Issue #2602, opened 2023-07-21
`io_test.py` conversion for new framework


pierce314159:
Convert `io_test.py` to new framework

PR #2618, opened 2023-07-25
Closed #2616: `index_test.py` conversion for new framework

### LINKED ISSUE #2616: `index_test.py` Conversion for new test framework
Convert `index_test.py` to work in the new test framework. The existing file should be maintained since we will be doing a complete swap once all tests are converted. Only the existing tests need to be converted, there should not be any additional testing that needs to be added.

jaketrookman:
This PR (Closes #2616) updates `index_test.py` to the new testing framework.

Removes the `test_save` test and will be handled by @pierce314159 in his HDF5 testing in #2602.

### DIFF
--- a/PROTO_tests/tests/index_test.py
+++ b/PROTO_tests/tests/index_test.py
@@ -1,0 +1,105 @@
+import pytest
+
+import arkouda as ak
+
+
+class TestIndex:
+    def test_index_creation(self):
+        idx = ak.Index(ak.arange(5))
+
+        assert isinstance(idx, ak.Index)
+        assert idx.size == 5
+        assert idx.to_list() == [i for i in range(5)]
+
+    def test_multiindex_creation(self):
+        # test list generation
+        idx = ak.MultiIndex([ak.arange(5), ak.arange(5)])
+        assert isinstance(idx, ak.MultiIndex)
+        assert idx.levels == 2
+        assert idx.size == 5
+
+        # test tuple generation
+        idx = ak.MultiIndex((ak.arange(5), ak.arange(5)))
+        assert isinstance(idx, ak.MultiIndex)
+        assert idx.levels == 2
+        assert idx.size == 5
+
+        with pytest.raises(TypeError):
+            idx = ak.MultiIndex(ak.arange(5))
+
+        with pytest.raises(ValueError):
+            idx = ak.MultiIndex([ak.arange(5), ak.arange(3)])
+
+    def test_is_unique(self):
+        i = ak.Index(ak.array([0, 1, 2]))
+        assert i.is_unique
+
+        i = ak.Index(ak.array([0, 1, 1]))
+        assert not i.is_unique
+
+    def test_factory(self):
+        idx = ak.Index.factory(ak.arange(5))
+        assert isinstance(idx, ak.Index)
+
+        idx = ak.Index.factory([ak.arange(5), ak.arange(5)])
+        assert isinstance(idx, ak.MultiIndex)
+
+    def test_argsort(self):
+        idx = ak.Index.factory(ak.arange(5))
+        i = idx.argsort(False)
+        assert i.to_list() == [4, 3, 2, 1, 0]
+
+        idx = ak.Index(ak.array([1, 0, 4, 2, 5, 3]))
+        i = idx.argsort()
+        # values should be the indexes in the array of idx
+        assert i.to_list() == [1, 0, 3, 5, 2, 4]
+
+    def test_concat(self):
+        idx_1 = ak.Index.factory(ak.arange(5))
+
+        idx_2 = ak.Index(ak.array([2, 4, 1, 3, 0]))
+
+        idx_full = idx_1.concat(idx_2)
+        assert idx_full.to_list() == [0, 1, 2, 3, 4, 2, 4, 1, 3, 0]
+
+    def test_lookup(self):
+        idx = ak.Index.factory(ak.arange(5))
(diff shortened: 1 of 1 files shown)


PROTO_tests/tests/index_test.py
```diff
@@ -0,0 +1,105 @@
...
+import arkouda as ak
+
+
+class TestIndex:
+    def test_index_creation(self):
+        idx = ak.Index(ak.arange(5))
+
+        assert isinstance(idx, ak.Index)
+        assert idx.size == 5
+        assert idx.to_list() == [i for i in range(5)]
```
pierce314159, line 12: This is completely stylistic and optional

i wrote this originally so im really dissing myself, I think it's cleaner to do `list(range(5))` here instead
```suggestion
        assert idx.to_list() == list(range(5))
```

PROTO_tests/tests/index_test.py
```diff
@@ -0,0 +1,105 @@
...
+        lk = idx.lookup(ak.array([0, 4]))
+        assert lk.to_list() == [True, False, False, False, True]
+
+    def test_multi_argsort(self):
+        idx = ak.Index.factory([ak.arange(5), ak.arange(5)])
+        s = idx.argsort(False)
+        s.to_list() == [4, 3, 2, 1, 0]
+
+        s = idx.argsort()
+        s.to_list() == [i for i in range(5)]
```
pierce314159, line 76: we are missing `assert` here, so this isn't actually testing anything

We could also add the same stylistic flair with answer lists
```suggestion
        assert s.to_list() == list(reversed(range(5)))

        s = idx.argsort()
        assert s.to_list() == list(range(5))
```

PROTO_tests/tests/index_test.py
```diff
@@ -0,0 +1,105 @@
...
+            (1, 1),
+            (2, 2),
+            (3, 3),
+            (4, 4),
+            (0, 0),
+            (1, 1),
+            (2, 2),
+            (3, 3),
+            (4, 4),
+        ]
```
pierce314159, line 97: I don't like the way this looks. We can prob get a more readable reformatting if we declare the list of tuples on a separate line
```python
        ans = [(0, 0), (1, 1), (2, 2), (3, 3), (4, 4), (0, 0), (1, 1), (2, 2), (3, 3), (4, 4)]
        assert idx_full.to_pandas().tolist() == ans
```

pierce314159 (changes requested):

==

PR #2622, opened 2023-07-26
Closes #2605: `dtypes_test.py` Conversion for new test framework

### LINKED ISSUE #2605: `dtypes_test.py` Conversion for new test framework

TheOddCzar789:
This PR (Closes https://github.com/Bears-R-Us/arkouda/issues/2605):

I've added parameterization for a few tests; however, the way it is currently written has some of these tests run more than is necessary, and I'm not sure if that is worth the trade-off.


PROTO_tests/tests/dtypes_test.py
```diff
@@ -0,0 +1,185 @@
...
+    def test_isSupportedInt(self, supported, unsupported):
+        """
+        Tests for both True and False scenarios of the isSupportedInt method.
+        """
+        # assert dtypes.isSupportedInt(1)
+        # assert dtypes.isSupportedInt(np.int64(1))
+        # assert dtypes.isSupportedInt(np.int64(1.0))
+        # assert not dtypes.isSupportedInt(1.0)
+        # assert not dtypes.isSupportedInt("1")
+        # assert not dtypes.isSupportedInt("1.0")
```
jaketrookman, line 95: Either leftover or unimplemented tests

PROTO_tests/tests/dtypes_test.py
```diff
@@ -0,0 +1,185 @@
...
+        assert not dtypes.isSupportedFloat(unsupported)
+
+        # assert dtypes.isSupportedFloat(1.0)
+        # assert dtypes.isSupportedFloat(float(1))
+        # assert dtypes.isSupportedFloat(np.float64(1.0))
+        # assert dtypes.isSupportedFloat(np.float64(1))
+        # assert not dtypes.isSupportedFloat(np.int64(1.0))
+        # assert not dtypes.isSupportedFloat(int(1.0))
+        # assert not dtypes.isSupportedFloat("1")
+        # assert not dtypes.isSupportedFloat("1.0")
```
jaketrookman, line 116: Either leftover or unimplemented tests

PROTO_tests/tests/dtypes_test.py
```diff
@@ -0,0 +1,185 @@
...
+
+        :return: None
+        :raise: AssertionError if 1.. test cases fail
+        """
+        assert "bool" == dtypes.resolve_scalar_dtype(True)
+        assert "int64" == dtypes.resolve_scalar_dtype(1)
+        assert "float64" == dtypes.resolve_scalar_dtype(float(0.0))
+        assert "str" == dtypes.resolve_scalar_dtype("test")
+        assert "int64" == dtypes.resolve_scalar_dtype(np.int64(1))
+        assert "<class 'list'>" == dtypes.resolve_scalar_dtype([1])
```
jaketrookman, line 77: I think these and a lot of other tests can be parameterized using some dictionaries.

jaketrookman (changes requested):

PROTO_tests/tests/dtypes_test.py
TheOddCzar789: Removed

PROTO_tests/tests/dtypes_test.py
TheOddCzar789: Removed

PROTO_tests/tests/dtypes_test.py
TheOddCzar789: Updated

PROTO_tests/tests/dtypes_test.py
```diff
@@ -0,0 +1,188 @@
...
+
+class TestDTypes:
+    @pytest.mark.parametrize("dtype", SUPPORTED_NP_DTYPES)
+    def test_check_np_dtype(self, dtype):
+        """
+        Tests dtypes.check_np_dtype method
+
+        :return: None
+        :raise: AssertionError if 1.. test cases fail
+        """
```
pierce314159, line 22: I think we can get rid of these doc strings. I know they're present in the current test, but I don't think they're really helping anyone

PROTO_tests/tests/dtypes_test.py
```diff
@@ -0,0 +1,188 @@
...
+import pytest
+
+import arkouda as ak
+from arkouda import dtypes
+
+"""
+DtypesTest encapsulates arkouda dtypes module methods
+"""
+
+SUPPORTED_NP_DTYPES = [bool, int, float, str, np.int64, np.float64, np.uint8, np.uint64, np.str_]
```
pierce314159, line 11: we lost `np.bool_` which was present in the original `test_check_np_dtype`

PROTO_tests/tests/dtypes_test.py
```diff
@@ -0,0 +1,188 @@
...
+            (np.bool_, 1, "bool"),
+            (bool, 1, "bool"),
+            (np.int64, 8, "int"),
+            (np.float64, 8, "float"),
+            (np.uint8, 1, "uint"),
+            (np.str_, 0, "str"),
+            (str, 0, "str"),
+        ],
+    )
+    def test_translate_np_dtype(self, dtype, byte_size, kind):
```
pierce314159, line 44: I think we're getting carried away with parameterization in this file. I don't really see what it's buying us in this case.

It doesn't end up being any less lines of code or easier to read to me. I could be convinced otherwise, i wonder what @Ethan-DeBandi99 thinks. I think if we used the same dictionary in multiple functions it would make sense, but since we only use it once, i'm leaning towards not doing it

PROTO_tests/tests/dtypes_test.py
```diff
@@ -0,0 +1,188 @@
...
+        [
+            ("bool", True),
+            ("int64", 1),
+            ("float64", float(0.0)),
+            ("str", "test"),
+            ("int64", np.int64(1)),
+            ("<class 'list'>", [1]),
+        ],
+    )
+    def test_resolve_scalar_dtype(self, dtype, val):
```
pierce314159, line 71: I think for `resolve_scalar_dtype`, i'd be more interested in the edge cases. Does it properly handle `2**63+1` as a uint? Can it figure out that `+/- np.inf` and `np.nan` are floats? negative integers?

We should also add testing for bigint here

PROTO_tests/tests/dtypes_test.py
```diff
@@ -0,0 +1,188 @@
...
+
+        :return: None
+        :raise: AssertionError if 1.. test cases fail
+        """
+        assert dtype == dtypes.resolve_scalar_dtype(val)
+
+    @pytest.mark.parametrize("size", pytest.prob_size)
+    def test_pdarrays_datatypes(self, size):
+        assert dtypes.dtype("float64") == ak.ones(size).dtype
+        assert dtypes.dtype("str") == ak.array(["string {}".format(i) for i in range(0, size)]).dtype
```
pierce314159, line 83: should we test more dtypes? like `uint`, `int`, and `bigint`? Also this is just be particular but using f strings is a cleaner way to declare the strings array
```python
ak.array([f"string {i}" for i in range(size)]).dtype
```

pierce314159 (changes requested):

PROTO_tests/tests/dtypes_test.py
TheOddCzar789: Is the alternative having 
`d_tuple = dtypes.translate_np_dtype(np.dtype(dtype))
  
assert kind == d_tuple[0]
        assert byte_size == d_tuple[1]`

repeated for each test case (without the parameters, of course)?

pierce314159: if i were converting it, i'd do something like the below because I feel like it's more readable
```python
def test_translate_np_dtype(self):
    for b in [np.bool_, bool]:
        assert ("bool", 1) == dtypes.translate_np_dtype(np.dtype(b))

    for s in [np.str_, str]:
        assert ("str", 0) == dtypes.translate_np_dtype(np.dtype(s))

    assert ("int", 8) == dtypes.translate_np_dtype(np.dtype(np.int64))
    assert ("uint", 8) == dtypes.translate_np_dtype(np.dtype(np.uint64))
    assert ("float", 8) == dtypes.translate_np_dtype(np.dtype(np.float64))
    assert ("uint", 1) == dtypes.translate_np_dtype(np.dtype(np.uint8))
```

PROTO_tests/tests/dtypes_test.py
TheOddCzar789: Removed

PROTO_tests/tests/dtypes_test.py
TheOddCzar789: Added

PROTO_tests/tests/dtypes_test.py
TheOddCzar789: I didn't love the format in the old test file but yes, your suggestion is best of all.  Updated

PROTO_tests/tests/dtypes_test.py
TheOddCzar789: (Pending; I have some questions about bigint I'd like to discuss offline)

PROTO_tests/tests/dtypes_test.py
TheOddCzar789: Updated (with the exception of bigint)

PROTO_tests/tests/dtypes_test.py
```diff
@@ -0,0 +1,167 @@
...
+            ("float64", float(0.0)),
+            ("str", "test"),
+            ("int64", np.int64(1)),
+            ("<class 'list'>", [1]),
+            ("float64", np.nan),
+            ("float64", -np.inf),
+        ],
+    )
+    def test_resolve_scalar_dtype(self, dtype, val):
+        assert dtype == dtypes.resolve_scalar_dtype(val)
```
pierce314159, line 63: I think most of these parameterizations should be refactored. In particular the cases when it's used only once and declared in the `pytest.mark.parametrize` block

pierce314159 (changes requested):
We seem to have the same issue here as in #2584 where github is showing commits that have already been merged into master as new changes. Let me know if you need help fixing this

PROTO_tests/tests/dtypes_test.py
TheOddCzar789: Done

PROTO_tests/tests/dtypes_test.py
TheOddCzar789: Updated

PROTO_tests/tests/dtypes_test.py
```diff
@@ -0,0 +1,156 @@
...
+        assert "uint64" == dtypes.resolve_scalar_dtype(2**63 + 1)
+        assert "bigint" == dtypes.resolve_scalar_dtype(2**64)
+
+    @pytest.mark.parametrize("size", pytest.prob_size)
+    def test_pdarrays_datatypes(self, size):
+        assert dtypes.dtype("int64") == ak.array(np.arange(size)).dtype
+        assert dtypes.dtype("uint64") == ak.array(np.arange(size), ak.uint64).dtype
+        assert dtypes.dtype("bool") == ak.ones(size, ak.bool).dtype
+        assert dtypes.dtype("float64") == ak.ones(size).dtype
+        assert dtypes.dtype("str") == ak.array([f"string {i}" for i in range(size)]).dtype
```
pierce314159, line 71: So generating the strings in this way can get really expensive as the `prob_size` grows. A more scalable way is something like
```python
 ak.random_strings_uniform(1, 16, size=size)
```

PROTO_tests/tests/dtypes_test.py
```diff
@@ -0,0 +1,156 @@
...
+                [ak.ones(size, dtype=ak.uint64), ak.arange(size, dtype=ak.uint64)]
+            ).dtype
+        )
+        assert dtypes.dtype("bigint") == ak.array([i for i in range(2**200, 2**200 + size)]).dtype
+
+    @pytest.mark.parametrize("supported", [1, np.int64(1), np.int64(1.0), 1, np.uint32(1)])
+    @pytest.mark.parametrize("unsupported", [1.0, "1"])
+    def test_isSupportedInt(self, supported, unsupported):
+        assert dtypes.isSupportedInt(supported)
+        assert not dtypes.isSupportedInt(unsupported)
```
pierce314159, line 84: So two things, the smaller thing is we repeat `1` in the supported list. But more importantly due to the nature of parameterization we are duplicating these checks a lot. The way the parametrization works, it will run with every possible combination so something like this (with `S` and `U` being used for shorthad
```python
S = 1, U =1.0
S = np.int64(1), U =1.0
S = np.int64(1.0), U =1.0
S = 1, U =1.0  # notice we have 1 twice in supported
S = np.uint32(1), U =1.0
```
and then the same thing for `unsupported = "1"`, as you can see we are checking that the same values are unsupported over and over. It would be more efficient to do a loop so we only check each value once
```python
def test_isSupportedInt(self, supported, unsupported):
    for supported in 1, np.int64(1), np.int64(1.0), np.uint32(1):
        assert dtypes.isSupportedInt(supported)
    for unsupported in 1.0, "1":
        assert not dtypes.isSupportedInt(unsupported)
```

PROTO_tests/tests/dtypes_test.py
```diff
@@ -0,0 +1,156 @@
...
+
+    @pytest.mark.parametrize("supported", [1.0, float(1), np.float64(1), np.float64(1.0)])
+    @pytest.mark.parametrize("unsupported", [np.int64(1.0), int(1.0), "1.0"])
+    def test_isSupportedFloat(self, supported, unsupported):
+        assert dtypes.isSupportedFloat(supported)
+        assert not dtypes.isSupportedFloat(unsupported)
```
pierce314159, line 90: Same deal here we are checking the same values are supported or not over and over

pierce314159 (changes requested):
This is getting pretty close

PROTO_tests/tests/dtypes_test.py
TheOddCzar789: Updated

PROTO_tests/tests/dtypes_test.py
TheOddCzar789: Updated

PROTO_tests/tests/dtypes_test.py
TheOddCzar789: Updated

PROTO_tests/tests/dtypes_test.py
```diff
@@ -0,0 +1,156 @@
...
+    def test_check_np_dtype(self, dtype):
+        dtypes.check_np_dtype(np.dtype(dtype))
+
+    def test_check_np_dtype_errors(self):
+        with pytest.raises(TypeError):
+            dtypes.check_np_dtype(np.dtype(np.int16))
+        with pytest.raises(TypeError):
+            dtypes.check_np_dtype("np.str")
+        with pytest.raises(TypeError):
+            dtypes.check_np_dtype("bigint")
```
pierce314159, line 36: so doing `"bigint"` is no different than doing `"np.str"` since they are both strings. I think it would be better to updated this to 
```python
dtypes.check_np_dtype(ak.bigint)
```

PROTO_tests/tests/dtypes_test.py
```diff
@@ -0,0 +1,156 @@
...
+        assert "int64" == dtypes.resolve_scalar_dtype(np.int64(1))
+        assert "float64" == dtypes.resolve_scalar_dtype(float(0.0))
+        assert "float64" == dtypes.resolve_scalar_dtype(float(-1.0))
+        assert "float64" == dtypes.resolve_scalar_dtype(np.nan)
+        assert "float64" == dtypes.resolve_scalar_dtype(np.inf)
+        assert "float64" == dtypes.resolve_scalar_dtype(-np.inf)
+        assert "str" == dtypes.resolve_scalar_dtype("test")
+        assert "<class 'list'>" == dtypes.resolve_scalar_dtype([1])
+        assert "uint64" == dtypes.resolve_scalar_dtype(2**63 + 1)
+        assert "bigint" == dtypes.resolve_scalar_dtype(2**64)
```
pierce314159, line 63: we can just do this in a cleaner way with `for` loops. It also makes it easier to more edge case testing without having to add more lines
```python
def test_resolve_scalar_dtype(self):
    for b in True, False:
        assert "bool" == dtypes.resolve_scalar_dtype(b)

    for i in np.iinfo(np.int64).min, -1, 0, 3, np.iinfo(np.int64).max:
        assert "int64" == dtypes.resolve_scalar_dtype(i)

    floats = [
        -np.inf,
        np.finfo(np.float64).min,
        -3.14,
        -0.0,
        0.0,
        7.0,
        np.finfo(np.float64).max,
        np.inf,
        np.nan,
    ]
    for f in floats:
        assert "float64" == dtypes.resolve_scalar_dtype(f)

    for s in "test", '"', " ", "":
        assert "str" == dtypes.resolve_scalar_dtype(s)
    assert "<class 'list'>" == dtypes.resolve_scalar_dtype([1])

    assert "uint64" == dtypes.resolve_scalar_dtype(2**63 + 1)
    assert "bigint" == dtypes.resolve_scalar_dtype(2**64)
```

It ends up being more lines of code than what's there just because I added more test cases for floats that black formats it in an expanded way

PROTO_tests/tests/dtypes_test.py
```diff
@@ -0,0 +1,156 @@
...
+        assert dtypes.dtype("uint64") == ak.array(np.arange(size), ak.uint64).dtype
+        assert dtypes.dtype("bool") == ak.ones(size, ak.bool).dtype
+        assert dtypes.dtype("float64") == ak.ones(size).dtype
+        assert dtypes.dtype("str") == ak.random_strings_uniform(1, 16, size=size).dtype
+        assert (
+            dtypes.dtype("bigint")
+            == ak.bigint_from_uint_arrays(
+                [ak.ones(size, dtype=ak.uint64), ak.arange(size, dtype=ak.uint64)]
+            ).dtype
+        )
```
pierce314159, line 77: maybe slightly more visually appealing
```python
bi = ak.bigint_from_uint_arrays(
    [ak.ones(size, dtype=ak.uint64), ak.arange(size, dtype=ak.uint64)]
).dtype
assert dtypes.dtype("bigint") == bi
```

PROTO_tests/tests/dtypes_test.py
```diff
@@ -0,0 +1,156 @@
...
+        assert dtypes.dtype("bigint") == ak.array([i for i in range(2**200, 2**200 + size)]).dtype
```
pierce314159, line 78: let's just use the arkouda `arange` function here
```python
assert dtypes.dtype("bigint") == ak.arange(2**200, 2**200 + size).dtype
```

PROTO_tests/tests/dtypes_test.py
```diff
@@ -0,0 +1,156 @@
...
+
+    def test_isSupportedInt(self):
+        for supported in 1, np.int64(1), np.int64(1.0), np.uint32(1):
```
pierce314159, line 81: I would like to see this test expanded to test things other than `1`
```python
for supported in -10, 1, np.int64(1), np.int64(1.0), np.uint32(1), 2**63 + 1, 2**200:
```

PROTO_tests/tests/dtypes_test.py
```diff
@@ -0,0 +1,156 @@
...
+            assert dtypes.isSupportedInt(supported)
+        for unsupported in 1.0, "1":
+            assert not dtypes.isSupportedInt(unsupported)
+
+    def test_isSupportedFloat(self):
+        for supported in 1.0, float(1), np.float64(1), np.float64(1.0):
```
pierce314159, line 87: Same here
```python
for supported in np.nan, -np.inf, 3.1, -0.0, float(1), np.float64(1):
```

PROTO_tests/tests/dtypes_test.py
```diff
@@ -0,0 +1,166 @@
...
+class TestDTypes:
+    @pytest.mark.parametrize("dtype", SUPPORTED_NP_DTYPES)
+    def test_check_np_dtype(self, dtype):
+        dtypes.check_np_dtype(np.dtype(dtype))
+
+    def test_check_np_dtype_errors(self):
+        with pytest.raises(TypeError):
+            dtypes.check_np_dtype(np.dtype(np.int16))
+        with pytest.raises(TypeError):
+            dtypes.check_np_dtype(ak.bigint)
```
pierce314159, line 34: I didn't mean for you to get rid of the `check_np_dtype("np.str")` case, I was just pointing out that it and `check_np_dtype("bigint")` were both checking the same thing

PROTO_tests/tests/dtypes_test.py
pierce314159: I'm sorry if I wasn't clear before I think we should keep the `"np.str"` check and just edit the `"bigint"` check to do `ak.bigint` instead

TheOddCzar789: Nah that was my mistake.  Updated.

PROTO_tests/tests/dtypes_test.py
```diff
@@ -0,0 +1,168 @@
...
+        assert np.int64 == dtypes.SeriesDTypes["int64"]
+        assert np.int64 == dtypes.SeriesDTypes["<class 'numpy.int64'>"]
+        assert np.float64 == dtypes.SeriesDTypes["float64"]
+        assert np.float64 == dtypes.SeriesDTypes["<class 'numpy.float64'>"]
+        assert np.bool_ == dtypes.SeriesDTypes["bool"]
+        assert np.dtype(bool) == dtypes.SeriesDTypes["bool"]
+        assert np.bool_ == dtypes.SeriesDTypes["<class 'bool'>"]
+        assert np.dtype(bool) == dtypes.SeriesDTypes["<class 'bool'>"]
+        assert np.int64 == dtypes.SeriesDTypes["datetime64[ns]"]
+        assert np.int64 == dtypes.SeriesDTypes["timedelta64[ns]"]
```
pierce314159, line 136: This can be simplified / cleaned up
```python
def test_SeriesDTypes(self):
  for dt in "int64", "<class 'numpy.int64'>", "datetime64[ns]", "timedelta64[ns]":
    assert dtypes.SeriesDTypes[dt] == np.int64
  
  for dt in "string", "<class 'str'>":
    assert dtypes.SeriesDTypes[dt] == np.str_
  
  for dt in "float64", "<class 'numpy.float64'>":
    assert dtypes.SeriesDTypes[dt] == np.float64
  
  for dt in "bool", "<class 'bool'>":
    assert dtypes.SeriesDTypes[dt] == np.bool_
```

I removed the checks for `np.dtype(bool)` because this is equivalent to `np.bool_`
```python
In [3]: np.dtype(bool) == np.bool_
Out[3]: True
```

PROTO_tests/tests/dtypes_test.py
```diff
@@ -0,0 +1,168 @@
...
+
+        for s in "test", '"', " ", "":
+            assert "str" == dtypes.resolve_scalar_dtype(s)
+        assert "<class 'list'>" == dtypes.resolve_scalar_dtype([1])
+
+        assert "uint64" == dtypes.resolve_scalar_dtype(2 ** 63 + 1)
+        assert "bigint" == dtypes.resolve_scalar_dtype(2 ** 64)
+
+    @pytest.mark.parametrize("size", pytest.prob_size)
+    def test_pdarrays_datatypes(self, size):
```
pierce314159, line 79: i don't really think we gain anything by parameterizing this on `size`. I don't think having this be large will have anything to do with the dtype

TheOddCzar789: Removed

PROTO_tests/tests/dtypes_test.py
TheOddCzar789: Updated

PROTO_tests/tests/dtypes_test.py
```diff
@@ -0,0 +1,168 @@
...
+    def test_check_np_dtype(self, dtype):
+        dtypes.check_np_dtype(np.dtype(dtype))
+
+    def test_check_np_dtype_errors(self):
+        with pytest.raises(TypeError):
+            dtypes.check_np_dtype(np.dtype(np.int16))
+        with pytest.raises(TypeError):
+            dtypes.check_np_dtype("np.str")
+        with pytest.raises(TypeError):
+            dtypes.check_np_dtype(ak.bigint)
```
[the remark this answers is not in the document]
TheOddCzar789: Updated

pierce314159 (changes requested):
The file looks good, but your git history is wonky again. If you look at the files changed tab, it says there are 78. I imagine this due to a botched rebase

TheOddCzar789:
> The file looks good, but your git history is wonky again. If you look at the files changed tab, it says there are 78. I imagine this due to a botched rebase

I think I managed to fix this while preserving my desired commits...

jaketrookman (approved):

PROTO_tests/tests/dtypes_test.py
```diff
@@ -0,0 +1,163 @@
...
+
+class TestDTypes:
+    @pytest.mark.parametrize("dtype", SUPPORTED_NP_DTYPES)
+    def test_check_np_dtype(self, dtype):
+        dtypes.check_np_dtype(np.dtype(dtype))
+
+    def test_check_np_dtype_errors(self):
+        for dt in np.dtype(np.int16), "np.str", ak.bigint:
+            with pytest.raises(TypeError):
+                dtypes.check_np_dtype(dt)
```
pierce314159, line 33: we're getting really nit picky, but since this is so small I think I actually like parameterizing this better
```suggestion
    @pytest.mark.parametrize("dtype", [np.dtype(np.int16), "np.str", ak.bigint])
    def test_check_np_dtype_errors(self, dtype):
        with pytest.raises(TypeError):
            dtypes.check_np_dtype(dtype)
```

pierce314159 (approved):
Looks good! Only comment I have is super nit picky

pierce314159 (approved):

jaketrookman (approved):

--

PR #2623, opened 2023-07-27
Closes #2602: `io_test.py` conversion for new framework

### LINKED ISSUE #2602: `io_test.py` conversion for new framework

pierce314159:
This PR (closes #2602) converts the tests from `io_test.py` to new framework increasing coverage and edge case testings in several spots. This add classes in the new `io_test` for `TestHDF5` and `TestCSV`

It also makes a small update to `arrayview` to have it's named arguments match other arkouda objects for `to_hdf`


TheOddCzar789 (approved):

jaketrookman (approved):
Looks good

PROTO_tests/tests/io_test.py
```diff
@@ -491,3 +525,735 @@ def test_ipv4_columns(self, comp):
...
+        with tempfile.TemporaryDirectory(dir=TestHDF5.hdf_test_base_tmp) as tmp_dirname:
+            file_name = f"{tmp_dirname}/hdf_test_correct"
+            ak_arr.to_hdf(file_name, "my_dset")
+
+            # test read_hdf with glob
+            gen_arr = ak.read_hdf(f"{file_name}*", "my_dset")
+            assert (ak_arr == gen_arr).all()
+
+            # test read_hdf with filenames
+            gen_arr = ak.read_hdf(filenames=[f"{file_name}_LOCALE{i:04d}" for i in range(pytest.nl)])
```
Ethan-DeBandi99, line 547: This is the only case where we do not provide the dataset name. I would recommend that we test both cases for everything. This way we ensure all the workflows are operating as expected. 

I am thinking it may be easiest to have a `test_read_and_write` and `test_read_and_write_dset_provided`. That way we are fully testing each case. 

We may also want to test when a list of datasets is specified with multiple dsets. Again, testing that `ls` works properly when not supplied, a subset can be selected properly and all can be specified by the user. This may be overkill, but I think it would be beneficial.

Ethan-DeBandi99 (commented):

● WORK ITEM
Every line of the listing that includes the word "better" belongs in the answer.

● EXPECTED OUTPUT
pierce314159, line 36: so doing `"bigint"` is no different than doing `"np.str"` since they are both strings. I think it would be better to updated this to 
pierce314159, line 33: we're getting really nit picky, but since this is so small I think I actually like parameterizing this better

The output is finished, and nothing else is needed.